CPU op-mode(s): 32-bit, 64-bit
Byte Order: Little Endian
On-line CPU(s) list: 0-5
Thread(s) per core: 1
Core(s) per socket: 6
NUMA node(s): 1
Vendor ID: GenuineIntel
CPU family: 6
Model name: Intel(R) Xeon(R) CPU E5-2690 v3 @ 2.60GHz
CPU MHz: 2596.995
Hypervisor vendor: Microsoft
Virtualization type: full
L1d cache: 32K
L1i cache: 32K
L2 cache: 256K
L3 cache: 30720K
NUMA node0 CPU(s): 0-5
Flags: fpu vme de pse tsc msr pae mce cx8 apic sep mtrr pge mca cmov pat pse36 clflush mmx fxsr sse sse2 ss ht syscall nx pdpe1gb rdtscp lm constant_tsc rep_good nopl xtopology cpuid pni pclmulqdq ssse3 fma cx16 pcid sse4_1 sse4_2 movbe popcnt aes xsave avx f16c rdrand hypervisor lahf_lm abm invpcid_single pti fsgsbase bmi1 avx2 smep bmi2 erms invpcid xsaveopt md_clear
is cuz the # of cpus 6 I should set
num_workers=6? is it the number of cpus?
It usually refers to amunt of threads. That’s usually equivalen to 2* n_cpus.
Anyway you can do the following
import multiprocessing as mp
max_cpus = mp.cpu_count()
so you set number of workers to 2 times the cpus usually? i.e.

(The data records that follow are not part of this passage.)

PR #167, opened 2021-08-13
Learn the predictor

turian:
Unfortunately, we skip dcase because it doesn't have a validation set. https://github.com/neuralaudio/hear-eval-kit/issues/94

### DIFF
--- a/heareval/predictions/task_predictions.py
+++ b/heareval/predictions/task_predictions.py
@@ -20,12 +20,25 @@ import pickle
 from pathlib import Path
 from typing import Dict, List, Tuple
 
-from intervaltree import IntervalTree
 import numpy as np
 import pandas as pd
+import pytorch_lightning as pl
 import torch
-from torch.utils.data import Dataset, DataLoader
+from intervaltree import IntervalTree
+from torch.utils.data import DataLoader, Dataset
 from tqdm.auto import tqdm
+
+
+class OneHotToCrossEntropyLoss(torch.nn.Module):
+    def __init__(self):
+        super().__init__()
+        self.loss = torch.nn.CrossEntropyLoss()
+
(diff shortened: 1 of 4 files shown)


heareval/predictions/task_predictions.py
```diff
@@ -36,30 +49,65 @@ def __init__(self, nfeatures: int, nlabels: int, prediction_type: str):
...
 
 
+class PredictionModel(pl.LightningModule):
+    def __init__(self, nfeatures: int, nlabels: int, prediction_type: str):
+        super().__init__()
+
+        self.predictor = RandomProjectionPrediction(nfeatures, nlabels, prediction_type)
+
+    def forward(self, x: torch.Tensor) -> torch.Tensor:
+        return self.predictor(x)
```
jorshi, line 76: So is the activation function only applied during testing?

heareval/predictions/task_predictions.py
```diff
@@ -257,22 +304,43 @@ def label_vocab_nlabels(embedding_path: Path) -> Tuple[pd.DataFrame, int]:
...
         )
     elif metadata["embedding_type"] == "event":
-        predictor = RandomProjectionPrediction(
+        predictor = PredictionModel(
             timestamp_embedding_size, nlabels, metadata["prediction_type"]
         )
     else:
         raise ValueError(f"embedding_type {metadata['embedding_type']} unknown.")
+    # train on CPU
+    # TODO: FIXME
```
jorshi, line 339: What's broken?

jorshi (approved):
Looks cool!

heareval/predictions/task_predictions.py
turian: yes, but it is in forward too

heareval/predictions/task_predictions.py
turian: just that we want to specify more parameters here, like device

PR #169, opened 2021-08-13
Use downstream evaluation measures during validation

turian:
This came together quite nicely because of the `ScoreFunction` class. So nice thinking ahead, it was very clean.

This pulls in #143 and I think we can merge it? And do the sed_eval in a subsequent PR.


heareval/score.py
```diff
@@ -0,0 +1,189 @@
...
+            self.name = name
+
+    def __call__(self, predictions: Any, targets: Any, **kwargs) -> float:
+        """
+        Compute the score based on the predictions and targets. Returns the score.
+        """
+        raise NotImplementedError("Inheriting classes must implement this function")
+
+    def __str__(self):
+        return self.name
```
jorshi, line 53: This looks like it will fail for the event detection methods below that don't have names defined. If name is optional and potentially not defined, do you want to return the name of the class if name isn't a defined attribute?

heareval/score.py
```diff
@@ -0,0 +1,189 @@
...
+    See https://tut-arg.github.io/sed_eval/generated/sed_eval.sound_event.EventBasedScores.html # noqa: E501
+    for params.
+    """
+
+    score_class = sed_eval.sound_event.EventBasedMetrics
+
+
+available_scores: Dict[str, Callable] = {
+    "top1_err": Top1Error,
+    "pitch_err": partial(Top1Error, name="pitch_err"),
```
jorshi, line 183: Nice -- I like the name arg for renaming a metric

heareval/evaluation/task_evaluation.py
```diff
@@ -0,0 +1,90 @@
+#!/usr/bin/env python3
+"""
+Contains a set of various evaluation scores. Runs evaluation on the test predictions
+for predictions on a HEAR task.
+Would it make sense to move all the score functions over to a file called scores?
+
+TODO: Fix AUC
```
jorshi, line 7: Is AUC still broken?

heareval/evaluation/task_evaluation.py
```diff
@@ -0,0 +1,90 @@
+#!/usr/bin/env python3
+"""
+Contains a set of various evaluation scores. Runs evaluation on the test predictions
+for predictions on a HEAR task.
+Would it make sense to move all the score functions over to a file called scores?
```
jorshi, line 5: Let's update this docstring, looks like this was done here

heareval/predictions/task_predictions.py
```diff
@@ -89,10 +102,11 @@ def validation_step(self, batch, batch_idx):
...
         y_hat = self.predictor.forward_logit(x)
         loss = self.predictor.logit_loss(y_hat, y)
+        y_pr = self.predictor(x)
         # Logging to TensorBoard by default
-        self.log("val_loss", loss)
-        # TODO: Use the actual evaluation criterion?
-        return loss
+        self.log("val_loss", loss, prog_bar=True)
+        for score in self.scores:
+            self.log(f"val_{score}", score(y_pr, y), prog_bar=True)
```
jorshi, line 109: Should this still return a loss? I see that you're logging the validation now -- what do we use for early stopping now?

heareval/predictions/task_predictions.py
```diff
@@ -320,96 +342,117 @@ def dataloader_from_split_name(
...
+        embedding_size, label_to_idx, nlabels, metadata["prediction_type"], scores
+    )
+
+    # First score is the target
+    target_score = f"val_{str(scores[0])}"
+
+    checkpoint_callback = ModelCheckpoint(monitor=target_score, mode="max")
+    early_stop_callback = EarlyStopping(
+        monitor=target_score, min_delta=0.00, patience=10, verbose=False, mode="max"
+    )
```
jorshi, line 362: Oh cool, this is telling lightning to monitor the first score and use it for early stopping? Which is why validation step doesn't need to return anything?

heareval/predictions/task_predictions.py
```diff
@@ -320,96 +342,117 @@ def dataloader_from_split_name(
...
-            scene_embedding_size, nlabels, metadata["prediction_type"]
-        )
-    elif metadata["embedding_type"] == "event":
-        predictor = PredictionModel(
-            timestamp_embedding_size, nlabels, metadata["prediction_type"]
-        )
-    else:
-        raise ValueError(f"embedding_type {metadata['embedding_type']} unknown.")
     # train on CPU
     # TODO: FIXME
```
jorshi, line 365: Is this still broken?

heareval/predictions/task_predictions.py
jorshi: I think I get it -- see comment below

jorshi: I can also see how this is awkward for event based metrics :/

jorshi (approved):
This overall looks good -- made a few comments / questions. I think the score name for the event detection metrics needs to be addressed and update the docstring on the score module before merge but looks good.

heareval/score.py
turian: dcase is currently way broken in this PR in a variety of ways, I am fixing it in upcoming PRs

heareval/evaluation/task_evaluation.py
turian: AUC doesn't really make sense for multiclass in the way we thought, unless we want macroaveraging

turian: Removed

heareval/evaluation/task_evaluation.py
turian: Sure will do. We might end up removing this file or not having this as a separate step from prediction.

heareval/predictions/task_predictions.py
turian: Yeah. In a later PR I am accumulating at the end of validation, not every validation step. But it's still a pain for event-based metrics.

heareval/predictions/task_predictions.py
turian: Yeah so you can choose the primary score for early stopping and checkpointing. But you'll see in an upcoming PR that I will accumulate the validation score over the entire epoch.

heareval/predictions/task_predictions.py
turian: yes. we still aren't giving the user any option to specify what device they want for training. we're still missing model selection, etc.

PR #170, opened 2021-08-14
Add Validation and Test Split in pipeline

khumairraj:


heareval/tasks/dcase2016_task2.py
```diff
@@ -88,12 +96,19 @@ def get_split_metadata(self, split: str) -> pd.DataFrame:
                 .replace("annotation", "sound")
                 .replace(".txt", ".wav")
             )
-            assert os.path.exists(sound_file)
```
khumairraj, line 91: This has been removed here but is being addressed in #162

heareval/tasks/dcase2016_task2.py
```diff
@@ -9,17 +9,21 @@
...
 import pandas as pd
 
 import heareval.tasks.pipeline as pipeline
+import heareval.tasks.util.luigi as luigi_utils
 
 logger = logging.getLogger("luigi-interface")
 
+# This percentage should not be change as this decides
+# the data in the split and hence is not a part of the config
+VALIDATION_PERCENTAGE = 0.3
```
turian, line 25: 0.2

heareval/tasks/dcase2016_task2.py
```diff
@@ -67,6 +72,9 @@ def requires(self):
     }
 
     def get_split_metadata(self, split: str) -> pd.DataFrame:
+        # Since the valid is part of the train
```
turian, line 75: I don't understand what this does or why this works can you explain better? It's very confusing

heareval/tasks/dcase2016_task2.py
```diff
@@ -9,17 +9,21 @@
...
 
 import luigi
 import pandas as pd
 
 import heareval.tasks.pipeline as pipeline
+import heareval.tasks.util.luigi as luigi_utils
 
 logger = logging.getLogger("luigi-interface")
 
+# This percentage should not be change as this decides
```
turian, line 23: I mean shouldn't this just be global and not task specific? If there is not validation, use 20% as validation. If there is not test, use 20% as test. I don't see why it should be task specific

heareval/tasks/dcase2016_task2.py
```diff
@@ -88,12 +96,19 @@ def get_split_metadata(self, split: str) -> pd.DataFrame:
...
                 .replace(".txt", ".wav")
             )
-            assert os.path.exists(sound_file)
             metadata = metadata.assign(
                 relpath=sound_file,
                 slug=lambda df: df.relpath.apply(self.slugify_file_name),
-                split=lambda df: split,
                 subsample_key=lambda df: self.get_subsample_key(df),
+                # For train the split is decided by the which set function.
+                # which takes in validation and testing percentage
```
turian, line 104: Cool

heareval/tasks/dcase2016_task2.py
khumairraj: Actually the get split metadata was using the split to iterate over and generate. But since there is no requires task for the valid split, this was supposed to be sampled. It is clear in the new commits

heareval/tasks/dcase2016_task2.py
khumairraj: I have moved it into the pipeline and made a generic split function that will handle all splits scenarios with the global percentage for test and validation. This variable can be moved out of the `pipeline.py` in a better place, but logically is a global variable now.

turian:
@khumairraj this is awesome. Did you try running it and making sure from the JSON statistics outputs that it looks right?

turian (approved):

num_workers = max_cpus * 2
Cpu_count returns amount of threads which is usually equal to 2 times amount of cpus. Anyway if you set a number bigger than the real the effect is as is set the max.

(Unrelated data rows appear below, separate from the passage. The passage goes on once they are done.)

PR #176, opened 2021-08-15
Fixes to get DCASE evaluation working

turian:
`task_predict.py` is really long and mixes a lot of different logic together. I'm wondering the most logical way to break it down. Perhaps to move `get_events_for_all_files` and its child to another file? I'm not sure honestly.

### DIFF
--- a/heareval/predictions/task_predictions.py
+++ b/heareval/predictions/task_predictions.py
@@ -97,7 +97,7 @@ class PredictionModel(pl.LightningModule):
     def training_step(self, batch, batch_idx):
         # training_step defined the train loop.
         # It is independent of forward
-        x, y, filename, timestamp = batch
+        x, y, _ = batch
         y_hat = self.predictor.forward_logit(x)
         # Why do we need .float()?
         # https://discuss.pytorch.org/t/multi-label-binary-classification-result-type-float-cant-be-cast-to-the-desired-output-type-long/117915
@@ -107,16 +107,16 @@ class PredictionModel(pl.LightningModule):
         return loss
 
     def validation_step(self, batch, batch_idx):
-        x, y, filenames, timestamps = batch
+        x, y, metadata = batch
         y_hat = self.predictor.forward_logit(x)
         y_pr = self.predictor(x)
-        return {
+        z = {
             "predictions": y_pr,
             "predictions_logit": y_hat,
             "targets": y,
-            "filenames": filenames,
-            "timestamps": timestamps,
         }
+        # https://stackoverflow.com/questions/38987/how-do-i-merge-two-dictionaries-in-a-single-expression-taking-union-of-dictiona
+        return {**z, **metadata}
 
     def validation_epoch_end(self, outputs):
         targets = []
@@ -128,8 +128,8 @@ class PredictionModel(pl.LightningModule):
             targets += output["targets"]
             predictions += output["predictions"]
             predictions_logit += output["predictions_logit"]
-            filenames += output["filenames"]
-            timestamps += output["timestamps"]
+            filenames += output["filename"]
+            timestamps += output["timestamp"]
 
         targets = torch.stack(targets)
         predictions = torch.stack(predictions)
@@ -246,8 +246,7 @@ class SplitMemmapDataset(Dataset):
             return (
                 x,
                 torch.zeros((self.nlabels,), dtype=torch.int32),
-                filename,
-                timestamp,
+                {"filename": filename, "timestamp": timestamp},
             )
         # TODO: Could rewrite faster using scatter_:
         # https://discuss.pytorch.org/t/what-kind-of-loss-is-better-to-use-in-multilabel-classification/32203/4
@@ -258,8 +257,7 @@ class SplitMemmapDataset(Dataset):
             .values
             # BCEWithLogitsLoss wants float not long targets
             .float(),
-            filename,
-            timestamp,
+            {"filename": filename, "timestamp": timestamp},
         )
 
 
--- a/heareval/predictions/task_predictions.py
+++ b/heareval/predictions/task_predictions.py
@@ -99,9 +99,7 @@ class PredictionModel(pl.LightningModule):
         # It is independent of forward
         x, y, _ = batch
         y_hat = self.predictor.forward_logit(x)
-        # Why do we need .float()?
-        # https://discuss.pytorch.org/t/multi-label-binary-classification-result-type-float-cant-be-cast-to-the-desired-output-type-long/117915
-        loss = self.predictor.logit_loss(y_hat, y.float())
+        loss = self.predictor.logit_loss(y_hat, y)
         # Logging to TensorBoard by default
         self.log("train_loss", loss)
         return loss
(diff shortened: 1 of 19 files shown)


heareval/predictions/task_predictions.py
```diff
@@ -91,22 +97,74 @@ def forward(self, x):
...
-        self.log("val_loss", loss, prog_bar=True)
+        return {
+            "predictions": y_pr,
+            "predictions_logit": y_hat,
+            "targets": y,
+            "filenames": filenames,
+            "timestamps": timestamps,
+        }
+
+    def validation_epoch_end(self, outputs):
```
jorshi, line 121: Cool, good idea to add the validation step here. Instead of trying to fit this all into a single predictor class -- let's have a EventPredictionModel and a ScenePredictionModel?

heareval/predictions/task_predictions.py
```diff
@@ -215,9 +307,33 @@ def create_events_from_prediction(
...
     predictions = (predictions > threshold).astype(np.int8)
+    # print("predictions", predictions)
 
+    event_tree = IntervalTree()
+    for label in range(predictions.shape[1]):
+        # print(label, predictions[:, label])
+        # print(np.where(predictions[:, label]))
+        for group in more_itertools.consecutive_groups(
+            np.where(predictions[:, label])[0]
+        ):
```
jorshi, line 318: Nice -- this looks clean, wasn't sure how consecutive groups worked -- so this looks for consecutive groups of ones?

heareval/predictions/task_predictions.py
```diff
@@ -146,32 +204,62 @@ def __init__(
         self.labels = pickle.load(
             open(embedding_path.joinpath(f"{split_name}.target-labels.pkl"), "rb")
         )
+        # Only used for event-based prediction
```
jorshi, line 207: Same here -- different classes of DatasetLoaders for either event or prediction types?

jorshi: Then we can avoid all the logic in these functions that is looking for either event or scene.

heareval/predictions/task_predictions.py
turian: yes

heareval/predictions/task_predictions.py
turian: Done

heareval/predictions/task_predictions.py
turian: I think I was able to make this clean by having a dataset metadata dict. It was very simple to change the code to use this. The only downside really is a bit less type-safety and things are a little less explicit.

heareval/predictions/task_predictions.py
```diff
@@ -91,28 +97,160 @@ def forward(self, x):
...
+        z = {
+            "prediction": y_pr,
+            "prediction_logit": y_hat,
+            "target": y,
+        }
+        # https://stackoverflow.com/questions/38987/how-do-i-merge-two-dictionaries-in-a-single-expression-taking-union-of-dictiona
+        return {**z, **metadata}
+
+    # Implement this for each inheriting class
+    # TODO: Can we combine the boilerplate for both of these?
```
turian, line 121: I'm not sure if we can simplify the boilerplate in validation_epoch_end implementations further

heareval/predictions/task_predictions.py
```diff
@@ -146,38 +286,64 @@ def __init__(
...
             torch.nn.functional.one_hot(torch.LongTensor(y), num_classes=self.nlabels)
             .max(axis=0)
-            .values,
+            .values.float(),
+            self.metadata[idx],
         )
 
 
 def create_events_from_prediction(
     prediction_dict: Dict[float, torch.Tensor],
```
turian, line 341: Yeah so this params shouldn't be hardcoded in predict really, it should be a part of the event scoring classes. I am not really sure how to move these hyperparams to make them in scores.py but that's where they belong.

Also these methods are really kind confusing here, I think they belong somewhere else.

heareval/predictions/task_predictions.py
```diff
@@ -15,10 +15,13 @@
 """
```
turian, line 15: This file is too long, but I don't want to break it into ten files just for the sake of it. I wonder what is the most logical way to break it down.

heareval/predictions/task_predictions.py
```diff
@@ -216,44 +386,32 @@ def create_events_from_prediction(
...
+
+            start = timestamps[startidx]
+            end = timestamps[endidx]
+            # Add event if greater than the minimum duration threshold
+            if end - start >= min_duration:
+                # We probably don't need this interval tree and can remove it maybe
+                # from requirements
+                event_tree.addi(begin=start, end=end, data=label)
+
+    # Er why return an intervaltree when we immediately postprocess it to a dict?
```
turian, line 404: I still want to remove this intervaltree nonsense, it doesn't add anything as far as I can tell?
I don't think we need it at all

heareval/predictions/task_predictions.py
```diff
@@ -349,31 +512,62 @@ def task_predictions_train(
...
 
-    checkpoint_callback = ModelCheckpoint(monitor=target_score, mode="max")
+    if scores[0].maximize:
+        mode = "max"
+    else:
+        mode = "min"
+    checkpoint_callback = ModelCheckpoint(monitor=target_score, mode=mode)
     early_stop_callback = EarlyStopping(
-        monitor=target_score, min_delta=0.00, patience=10, verbose=False, mode="max"
+        # TODO: Tune these
```
turian, line 547: Still TODO In upcoming PR

heareval/predictions/task_predictions.py
```diff
@@ -349,31 +512,62 @@ def task_predictions_train(
...
     )
     valid_dataloader = dataloader_from_split_name(
-        "valid", embedding_path, label_to_idx, nlabels
+        "valid", embedding_path, label_to_idx, nlabels, metadata["embedding_type"]
     )
     trainer.fit(predictor, train_dataloader, valid_dataloader)
     return predictor
 
 
+# This all needs to be cleaned up and simplified later.
```
turian, line 568: Still todo in upcoming PR

heareval/score.py
```diff
@@ -171,19 +191,34 @@ class EventBasedScore(SoundEventScore):
...
 
 available_scores: Dict[str, Callable] = {
-    "top1_err": Top1Error,
-    "pitch_err": partial(Top1Error, name="pitch_err"),
-    "chroma_err": ChromaError,
-    "onset_only_event_based": partial(
-        EventBasedScore, params={"evaluate_offset": False, "t_collar": 0.2}
+    "top1_acc": Top1Accuracy,
+    "pitch_acc": partial(Top1Accuracy, name="pitch_acc"),
+    "chroma_acc": ChromaAccuracy,
```
turian, line 204: The event glomming hyperparams belong here too somehow.

The score names are getting pretty long but at least they're specific

jorshi: Ya cool -- this is sort of how I imagined this would go, I had thought about moving these score params into the task config dict where we specify the eval metric -- but I think this is okay here.

heareval/predictions/task_predictions.py
jorshi: Could we move these into the score function somehow? Like a sed eval function that receives a set of frame embedding predictions / targets and then creates the events from those and calculates the scores? So we don't need to fuss with the conversion beforehand?

heareval/predictions/task_predictions.py
jorshi: One of the remaining things I think we get from intervaltree is the sort of all events by the start timestamp -- so that is kind of nice. I'm curious whether that is necassary for the sed eval stuff. Either way, that wouldn't be too challenging to implement if it is requirement and we have everything we need it looks like to go straight from the consecutive groups to a dictionary w/o the intervaltree

jorshi: So if you wanna ditch the interval tree I'd say go for it

heareval/predictions/task_predictions.py
jorshi: Ya it's a bit long -- but not the worst. I was going to say we could move the prediction models to there own module -- but maybe it is kind of nice to have them in the same file. I don't think it is a huge issue. I'm kind of into the idea of moving the event creation from frames functions into the scoring modules.

heareval/predictions/task_predictions.py
jorshi: hmm ya. interesting -- on one hand it creates some flexible down the road if we want to pass other types of metadata depending on the task type. It's not ideal have to pass around the empty dict for the scene stuff. I can't think of a better approach atm though, this seems to be working pretty well.

jorshi (commented):
Took an initial pass on this -- overall awesome work, I think this is looking good. Made a few comments.

heareval/predictions/task_predictions.py
turian: The previous implementation had a bug on the boundaries

heareval/predictions/task_predictions.py
khumairraj: Yes. The metadata dict looks nice and it does give more flexibility.

heareval/predictions/task_predictions.py
khumairraj: We might want to use this to dump the events in the test part (I see commented code for the test). But putting in score also sounds like a good option

khumairraj (approved):
I think the abstraction are great and the event-based task are fitting in well.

What do u mean bigger than the real? Are you saying that the code we should always have is:
num_workers = max_cpus
I suggest you to follow this thread; it is active for months.
Yeah I’ve since changed tune about convergence. Agree. That’s what I got when batch size was the same, so parallelisation was NOT working properly. Overheads of parallelisation don’t pay off without increasing batch size. Right?
oh wow. Thanks.
Though it seems there isn’t an agreement…and it also seems it depends on the # of gpus! What a nightmare. Is there any heuristic/rough number that always makes things better but doesn’t overload?
I think at this point I don’t care about being optimal, just making it run faster than in the main thread without running the risk of overdoing it.
Yes, this kind of situations never have an exact answer. Actually, when you follow the thread, you can see that everyone has got a different result using same configuration and even some of them has got error!
So the best approach is to make sure your model is ok defualt value which is 0, then if you have resource or time, you can play with different configurations to achieve your best. I have same problem too.
My hunch is that at the very least one can put
num_workers = 2 and always get a benefit. As long as there is at least a single GPU and 2 real CPUs.
That is the sort of minimal advice I was hoping to hear. I know this is not for sure but I trust its probably right.